Task item>
Down to the final line, print each entry exactly.

#### Data provided

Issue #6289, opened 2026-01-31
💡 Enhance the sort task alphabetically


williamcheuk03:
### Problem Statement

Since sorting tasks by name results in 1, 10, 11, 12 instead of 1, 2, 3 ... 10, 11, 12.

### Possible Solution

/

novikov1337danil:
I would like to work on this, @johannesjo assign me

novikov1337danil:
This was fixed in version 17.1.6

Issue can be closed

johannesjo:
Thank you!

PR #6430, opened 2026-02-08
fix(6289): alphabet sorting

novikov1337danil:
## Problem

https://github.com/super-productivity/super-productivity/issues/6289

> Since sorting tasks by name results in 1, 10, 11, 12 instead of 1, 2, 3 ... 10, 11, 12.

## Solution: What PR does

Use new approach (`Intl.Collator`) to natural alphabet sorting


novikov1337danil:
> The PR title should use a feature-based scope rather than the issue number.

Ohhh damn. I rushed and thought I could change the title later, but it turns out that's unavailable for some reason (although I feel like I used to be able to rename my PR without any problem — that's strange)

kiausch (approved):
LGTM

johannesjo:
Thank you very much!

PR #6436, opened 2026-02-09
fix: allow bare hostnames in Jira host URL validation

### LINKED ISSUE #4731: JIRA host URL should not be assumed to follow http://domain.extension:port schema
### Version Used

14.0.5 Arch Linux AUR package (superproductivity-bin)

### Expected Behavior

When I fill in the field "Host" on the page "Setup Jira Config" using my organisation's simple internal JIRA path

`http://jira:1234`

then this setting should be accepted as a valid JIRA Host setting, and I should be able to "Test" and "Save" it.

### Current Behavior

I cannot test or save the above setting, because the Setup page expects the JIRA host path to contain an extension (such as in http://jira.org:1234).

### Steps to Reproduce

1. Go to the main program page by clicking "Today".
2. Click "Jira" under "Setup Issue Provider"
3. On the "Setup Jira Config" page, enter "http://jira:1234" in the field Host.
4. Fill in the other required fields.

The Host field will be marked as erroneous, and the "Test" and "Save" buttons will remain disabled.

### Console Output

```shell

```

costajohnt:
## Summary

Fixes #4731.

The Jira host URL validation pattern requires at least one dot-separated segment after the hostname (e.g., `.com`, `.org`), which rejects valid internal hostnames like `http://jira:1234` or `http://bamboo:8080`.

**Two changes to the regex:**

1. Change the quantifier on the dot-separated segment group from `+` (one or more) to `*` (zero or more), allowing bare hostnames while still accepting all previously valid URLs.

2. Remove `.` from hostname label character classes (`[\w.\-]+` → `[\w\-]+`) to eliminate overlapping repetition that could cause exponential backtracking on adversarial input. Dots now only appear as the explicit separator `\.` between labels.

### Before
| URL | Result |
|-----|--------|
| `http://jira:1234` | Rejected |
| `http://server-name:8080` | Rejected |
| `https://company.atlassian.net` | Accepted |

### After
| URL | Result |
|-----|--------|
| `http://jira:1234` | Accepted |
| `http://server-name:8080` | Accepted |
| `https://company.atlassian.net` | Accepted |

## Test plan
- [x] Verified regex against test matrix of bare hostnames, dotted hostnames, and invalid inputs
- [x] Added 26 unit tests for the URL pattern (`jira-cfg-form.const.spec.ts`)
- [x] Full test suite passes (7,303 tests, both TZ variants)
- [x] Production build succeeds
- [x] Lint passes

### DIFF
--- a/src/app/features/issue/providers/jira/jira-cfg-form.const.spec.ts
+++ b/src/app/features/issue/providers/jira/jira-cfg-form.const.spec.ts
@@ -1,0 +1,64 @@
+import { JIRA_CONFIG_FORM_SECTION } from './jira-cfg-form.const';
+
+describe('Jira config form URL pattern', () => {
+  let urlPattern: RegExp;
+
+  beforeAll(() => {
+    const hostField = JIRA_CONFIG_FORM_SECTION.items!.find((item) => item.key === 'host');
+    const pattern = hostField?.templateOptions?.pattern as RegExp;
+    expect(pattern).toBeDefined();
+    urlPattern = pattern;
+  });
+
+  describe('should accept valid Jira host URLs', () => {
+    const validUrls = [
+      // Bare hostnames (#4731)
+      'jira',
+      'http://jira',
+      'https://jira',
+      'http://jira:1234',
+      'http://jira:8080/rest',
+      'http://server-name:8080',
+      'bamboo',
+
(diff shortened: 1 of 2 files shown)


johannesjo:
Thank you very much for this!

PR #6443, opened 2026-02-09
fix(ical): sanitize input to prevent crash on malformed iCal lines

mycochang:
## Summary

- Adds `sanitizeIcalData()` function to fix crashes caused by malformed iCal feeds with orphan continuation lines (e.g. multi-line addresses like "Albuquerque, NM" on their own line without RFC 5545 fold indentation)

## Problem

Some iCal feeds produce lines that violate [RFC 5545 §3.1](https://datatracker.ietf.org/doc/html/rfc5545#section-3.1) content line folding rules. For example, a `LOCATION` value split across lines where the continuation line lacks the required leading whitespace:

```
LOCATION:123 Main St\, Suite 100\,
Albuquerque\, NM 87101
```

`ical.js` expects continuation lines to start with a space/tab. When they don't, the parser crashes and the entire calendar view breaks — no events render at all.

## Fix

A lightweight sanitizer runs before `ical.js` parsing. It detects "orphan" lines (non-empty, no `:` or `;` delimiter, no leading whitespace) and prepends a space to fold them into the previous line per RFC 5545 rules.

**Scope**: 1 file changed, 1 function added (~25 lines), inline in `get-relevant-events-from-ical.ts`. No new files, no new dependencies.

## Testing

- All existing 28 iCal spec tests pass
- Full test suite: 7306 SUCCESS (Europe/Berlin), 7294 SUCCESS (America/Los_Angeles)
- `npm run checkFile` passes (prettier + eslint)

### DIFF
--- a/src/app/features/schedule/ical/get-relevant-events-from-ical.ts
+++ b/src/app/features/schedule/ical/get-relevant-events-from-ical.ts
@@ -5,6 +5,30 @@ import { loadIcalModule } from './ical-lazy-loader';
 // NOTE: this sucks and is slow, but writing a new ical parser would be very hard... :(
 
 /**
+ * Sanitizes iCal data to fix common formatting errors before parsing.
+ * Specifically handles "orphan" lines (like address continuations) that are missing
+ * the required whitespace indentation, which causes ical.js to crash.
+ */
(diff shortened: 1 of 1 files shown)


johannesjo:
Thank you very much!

########

Response for this exercise>
Issue #6289, opened 2026-01-31
💡 Enhance the sort task alphabetically


williamcheuk03:
### Problem Statement

Since sorting tasks by name results in 1, 10, 11, 12 instead of 1, 2, 3 ... 10, 11, 12.

### Possible Solution

/

novikov1337danil:
I would like to work on this, @johannesjo assign me

novikov1337danil:
This was fixed in version 17.1.6

Issue can be closed

johannesjo:
Thank you!

PR #6430, opened 2026-02-08
fix(6289): alphabet sorting

novikov1337danil:
## Problem

https://github.com/super-productivity/super-productivity/issues/6289

> Since sorting tasks by name results in 1, 10, 11, 12 instead of 1, 2, 3 ... 10, 11, 12.

## Solution: What PR does

Use new approach (`Intl.Collator`) to natural alphabet sorting


novikov1337danil:
> The PR title should use a feature-based scope rather than the issue number.

Ohhh damn. I rushed and thought I could change the title later, but it turns out that's unavailable for some reason (although I feel like I used to be able to rename my PR without any problem — that's strange)

kiausch (approved):
LGTM

johannesjo:
Thank you very much!

PR #6436, opened 2026-02-09
fix: allow bare hostnames in Jira host URL validation

### LINKED ISSUE #4731: JIRA host URL should not be assumed to follow http://domain.extension:port schema
### Version Used

14.0.5 Arch Linux AUR package (superproductivity-bin)

### Expected Behavior

When I fill in the field "Host" on the page "Setup Jira Config" using my organisation's simple internal JIRA path

`http://jira:1234`

then this setting should be accepted as a valid JIRA Host setting, and I should be able to "Test" and "Save" it.

### Current Behavior

I cannot test or save the above setting, because the Setup page expects the JIRA host path to contain an extension (such as in http://jira.org:1234).

### Steps to Reproduce

1. Go to the main program page by clicking "Today".
2. Click "Jira" under "Setup Issue Provider"
3. On the "Setup Jira Config" page, enter "http://jira:1234" in the field Host.
4. Fill in the other required fields.

The Host field will be marked as erroneous, and the "Test" and "Save" buttons will remain disabled.

### Console Output

```shell

```

costajohnt:
## Summary

Fixes #4731.

The Jira host URL validation pattern requires at least one dot-separated segment after the hostname (e.g., `.com`, `.org`), which rejects valid internal hostnames like `http://jira:1234` or `http://bamboo:8080`.

**Two changes to the regex:**

1. Change the quantifier on the dot-separated segment group from `+` (one or more) to `*` (zero or more), allowing bare hostnames while still accepting all previously valid URLs.

2. Remove `.` from hostname label character classes (`[\w.\-]+` → `[\w\-]+`) to eliminate overlapping repetition that could cause exponential backtracking on adversarial input. Dots now only appear as the explicit separator `\.` between labels.

### Before
| URL | Result |
|-----|--------|
| `http://jira:1234` | Rejected |
| `http://server-name:8080` | Rejected |
| `https://company.atlassian.net` | Accepted |

### After
| URL | Result |
|-----|--------|
| `http://jira:1234` | Accepted |
| `http://server-name:8080` | Accepted |
| `https://company.atlassian.net` | Accepted |

## Test plan
- [x] Verified regex against test matrix of bare hostnames, dotted hostnames, and invalid inputs
- [x] Added 26 unit tests for the URL pattern (`jira-cfg-form.const.spec.ts`)
- [x] Full test suite passes (7,303 tests, both TZ variants)
- [x] Production build succeeds
- [x] Lint passes

### DIFF
--- a/src/app/features/issue/providers/jira/jira-cfg-form.const.spec.ts
+++ b/src/app/features/issue/providers/jira/jira-cfg-form.const.spec.ts
@@ -1,0 +1,64 @@
+import { JIRA_CONFIG_FORM_SECTION } from './jira-cfg-form.const';
+
+describe('Jira config form URL pattern', () => {
+  let urlPattern: RegExp;
+
+  beforeAll(() => {
+    const hostField = JIRA_CONFIG_FORM_SECTION.items!.find((item) => item.key === 'host');
+    const pattern = hostField?.templateOptions?.pattern as RegExp;
+    expect(pattern).toBeDefined();
+    urlPattern = pattern;
+  });
+
+  describe('should accept valid Jira host URLs', () => {
+    const validUrls = [
+      // Bare hostnames (#4731)
+      'jira',
+      'http://jira',
+      'https://jira',
+      'http://jira:1234',
+      'http://jira:8080/rest',
+      'http://server-name:8080',
+      'bamboo',
+
(diff shortened: 1 of 2 files shown)


johannesjo:
Thank you very much for this!

PR #6443, opened 2026-02-09
fix(ical): sanitize input to prevent crash on malformed iCal lines

mycochang:
## Summary

- Adds `sanitizeIcalData()` function to fix crashes caused by malformed iCal feeds with orphan continuation lines (e.g. multi-line addresses like "Albuquerque, NM" on their own line without RFC 5545 fold indentation)

## Problem

Some iCal feeds produce lines that violate [RFC 5545 §3.1](https://datatracker.ietf.org/doc/html/rfc5545#section-3.1) content line folding rules. For example, a `LOCATION` value split across lines where the continuation line lacks the required leading whitespace:

```
LOCATION:123 Main St\, Suite 100\,
Albuquerque\, NM 87101
```

`ical.js` expects continuation lines to start with a space/tab. When they don't, the parser crashes and the entire calendar view breaks — no events render at all.

## Fix

A lightweight sanitizer runs before `ical.js` parsing. It detects "orphan" lines (non-empty, no `:` or `;` delimiter, no leading whitespace) and prepends a space to fold them into the previous line per RFC 5545 rules.

**Scope**: 1 file changed, 1 function added (~25 lines), inline in `get-relevant-events-from-ical.ts`. No new files, no new dependencies.

## Testing

- All existing 28 iCal spec tests pass
- Full test suite: 7306 SUCCESS (Europe/Berlin), 7294 SUCCESS (America/Los_Angeles)
- `npm run checkFile` passes (prettier + eslint)

### DIFF
--- a/src/app/features/schedule/ical/get-relevant-events-from-ical.ts
+++ b/src/app/features/schedule/ical/get-relevant-events-from-ical.ts
@@ -5,6 +5,30 @@ import { loadIcalModule } from './ical-lazy-loader';
 // NOTE: this sucks and is slow, but writing a new ical parser would be very hard... :(
 
 /**
+ * Sanitizes iCal data to fix common formatting errors before parsing.
+ * Specifically handles "orphan" lines (like address continuations) that are missing
+ * the required whitespace indentation, which causes ical.js to crash.
+ */
(diff shortened: 1 of 1 files shown)


johannesjo:
Thank you very much!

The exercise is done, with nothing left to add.